One possible term is Overengineering.
Overengineering (or over-engineering) is the designing of a product to be more robust or complicated than is necessary for its application....In one form, products are overbuilt, and have performance far in excess of needs (a family sedan that can drive at 300 km/h, or a home video cassette recorder with a projected lifespan of 100 years)....Alternatively, they may be overcomplicated – the design may be far more complicated than is necessary for its use, such as a modern text editor asking whether files should be saved in ASCII, EBCDIC or various multi-byte formats....
Source: Wikipedia.
Using a drone to replace a light bulb is certainly "far more complicated than is necessary", and a drone that is purchased for the purpose of being a light bulb changer would be especially well described by that phrase.
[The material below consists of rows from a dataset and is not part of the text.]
PR #997, opened 2023-03-08
Allow plugins to process the list of header actions

joaquimrocha:
Instead of allowing to just add (append) header actions, we want plugins to be able to process the list of header actions in details views. The idea is that plugins supply a function that is given the current list of header actions and should return a list of header actions to display, allowing them to add/remove/update such actions.

An example is provided in the details-view example plugin.

### DIFF
--- a/frontend/src/components/common/Resource/Resource.tsx
+++ b/frontend/src/components/common/Resource/Resource.tsx
@@ -26,6 +26,7 @@ import {
 import Pod, { KubePod } from '../../../lib/k8s/pod';
 import { createRouteURL, RouteURLProps } from '../../../lib/router';
 import { getThemeName } from '../../../lib/themes';
+import { DefaultHeaderAction, HeaderAction } from '../../../redux/actions/actions';
 import { useTypedSelector } from '../../../redux/reducers/reducers';
 import { useHasPreviousRoute } from '../../App/RouteSwitcher';
 import Loader from '../../common/Loader';
@@ -77,7 +78,11 @@ export interface MainInfoSectionProps {
     | ((resource: KubeObject | null) => NameValueTableRow[] | null)
     | NameValueTableRow[]
     | null;
-  actions?: ((resource: KubeObject | null) => React.ReactNode[] | null) | React.ReactNode[] | null;
+  actions?:
+    | ((resource: KubeObject | null) => React.ReactNode[] | null)
+    | React.ReactNode[]
+    | null
+    | HeaderAction[];
   headerStyle?: HeaderStyleProps['headerStyle'];
   noDefaultActions?: boolean;
   /** The route or location to go to. If it's an empty string, then the "browser back" function is used. If null, no back button will be shown. */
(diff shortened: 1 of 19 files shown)


lijianzhi01:
It looks good to me. Thumb up.

frontend/src/plugin/registry.tsx
```diff
@@ -280,6 +285,12 @@ export function registerDetailsViewHeaderAction(headerAction: DetailsViewHeaderA
   store.dispatch(setDetailsViewHeaderAction(headerAction));
 }
 
+export function registerDetailsViewHeaderActionsProcessor(
```
illume, line 288: This needs to be documented.

plugins/examples/details-view/src/index.tsx
```diff
@@ -26,3 +28,36 @@ registerDetailsViewSection(({ resource }: DetailsViewSectionProps) => {
   }
   return null;
 });
+
+registerDetailsViewHeaderActionsProcessor({
+  id: 'my-custom-header-actions-processor',
+  processor: (resource, actions) => {
```
illume, line 34: Some commentary on what this does and why would be useful. Passing in a named function(still inline), instead of an anonymous one could help with this.

frontend/src/components/common/Resource/Resource.tsx
```diff
@@ -157,7 +193,7 @@ export function MainInfoSection(props: MainInfoSectionProps) {
         <SectionHeader
           title={title || (resource ? resource.kind : '')}
           headerStyle={headerStyle}
-          actions={allActions}
+          actions={allActions.filter(action => !!action)}
```
illume, line 196: Should this be done inside SectionHeader? I'm wondering, because this seems to be an API change one what SectionHeader.actions accepts. If it is an API change in this way, it could be fixed by having SectionHeader take care of this filtering.

frontend/src/redux/actions/actions.tsx
```diff
@@ -147,8 +167,29 @@ export function setRouteFilter(filterFunc: (entry: Route) => Route | null) {
...
+}
+
+export function addDetailsViewHeaderActionsProcessor(
+  actionProcessor: HeaderActionsProcessor | HeaderActionsProcessor['processor']
+) {
+  let headerActionsProcessor = actionProcessor as HeaderActionsProcessor;
+  if (headerActionsProcessor.id === undefined) {
+    headerActionsProcessor = {
+      id: '',
+      processor: actionProcessor as HeaderActionsProcessor['processor'],
```
illume, line 189: I wonder if `as` is hiding a bug.

illume (changes requested):
👍 

I left a few notes. Would you mind adding docs to some of those things? Then I'll have another look.

frontend/src/components/common/Resource/Resource.tsx
joaquimrocha: I don't think this is an API change. Actually things should work without this change. I was trying to avoid passing [null, null, null] for example but I don't think this does that even, because only when rendering do the components turn to null.
Due to this we do get empty <div> in the resulting HTML but I don't think we can avoid it...

frontend/src/redux/actions/actions.tsx
joaquimrocha: I'll do a type check for function so this is not needed. Thanks.

joaquimrocha:
I have updated the PR and also fixed an issue @lijianzhi01 reported (that if a plugin returns an empty list of actions from its processor, the pod view still showed logs and exec).

@lijianzhi01 also pointed out maybe the logs and exec should be in the default actions. I think there's a point to it even if the actions aren't available in all details views as this is the case with scale and restart as well. @illume , WDYT?

@illume , I would also like you to double check whether we should simplify the types of header actions, as we have JSX.Element, ReactElement, ReactNode, etc. and maybe just ReactNode does the job?

plugins/examples/details-view/src/index.tsx
joaquimrocha: I fixed this by updating the ID so it describes better what it does.

illume (approved):
👍 thanks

Kerievsky (2002), speaking specifically about software engineering but in a way applicable to robotics, writes that overengineering happens when one engineers "in anticipation of needs that never materialize".
Source: Joshua Kerievsky, April 01, 2002, Stop Over-Engineering!, Dr. Dobb's Journal.
A drone-based light bulb changing system could be envisioned as becoming practically useful later if a need arises to change light bulbs located in inconventiently high or inaccessible locations (such as the roof of a stadium, or on the outside of a very tall flagpole), but the majority of people do not encounter such situations frequently, if at all.